ClaRNA is a new method for computational classification of contacts in RNA 3D structures. It uses a completely different approach than other methods developed so far, namely, it relies on a reference data set resulting from a consensus classification obtained from other methods, combined with expert assessment. The only exceptions are base–ribose and base–phosphate interactions which are currently detected exclusively by FR3D according to the classification proposed by the Leontis group. Therefore, for these types of contacts, FR3D is the only external classifier we could use to generate the reference set. Of course, this causes some bias, but to our knowledge, there is no other classifier that we could include. Unlike other methods, it was developed to detect suboptimal contacts, to facilitate model building based on limited experimental observations and to guide refinement of models obtained from homology modeling that may contain various distortions. The set of contact classes reported by ClaRNA can be easily extended to incorporate other types of structures or subtypes of spatial relations between ribonucleotide residues. In the future, ClaRNA will also be extended to enable detection and classification RNA–ligand and RNA–protein interactions.
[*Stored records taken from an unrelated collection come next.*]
PR #1871, opened 2018-11-01
Inconsistent repos list

artursmirnov:
Issue: https://github.com/travis-pro/team-teal/issues/2824

### DIFF
--- a/app/routes/owner/repositories.js
+++ b/app/routes/owner/repositories.js
@@ -1,10 +1,9 @@
 import TravisRoute from 'travis/routes/basic';
 import config from 'travis/config/environment';
-import { service } from 'ember-decorators/service';
-import { computed } from 'ember-decorators/object';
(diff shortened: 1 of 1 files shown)


app/routes/owner/repositories.js
```diff
@@ -1,10 +1,9 @@
 import TravisRoute from 'travis/routes/basic';
 import config from 'travis/config/environment';
-import { service } from 'ember-decorators/service';
-import { computed } from 'ember-decorators/object';
+import { inject as service } from '@ember/service';
 
 export default TravisRoute.extend({
-  @service auth: null,
+  features: service(),
```
backspace: It would match the rest of the codebase more to use `@service features: null` instead here, I think, did that not work for some reason?

artursmirnov: Ah, right, thanks for pointing 👍 that's a habit :)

ClaRNA is freely available via a web server that includes an extensive set of tools for processing and visualizing structural information about RNA molecules, including comparison of results with those available from other methods.

SUPPLEMENTARY DATA

Supplementary Data are available at NAR Online.

SUPPLEMENTARY DATA

Acknowledgments

We would like to thank Wayne Dawson, Michał Boniecki, Grzegorz Łach and Juliusz Stasiewicz for critical reading of the manuscript and useful comments. We also thank the developers of MC-Annotate, RNAView and FR3D for discussions and for making their software available. We would also like to thank Arkadiusz Chworoś for valuable comments on ClaRNA web sever.

FUNDING

European Research Council [ERC, StG RNA+P = 123D to J.M.B.]; National Science Center [2011/01/D/NZ1/00212 to G.Ch.]; Polish Ministry of Science and Higher Education [Iuventus 0586/IP3/2011/71 to T.W., POIG.02.03.00–00–003/09 to J.M.B.]. Funding for open access charge: ERC [StG RNA+P = 123D to J.M.B.].

Conflict of interest statement. None declared.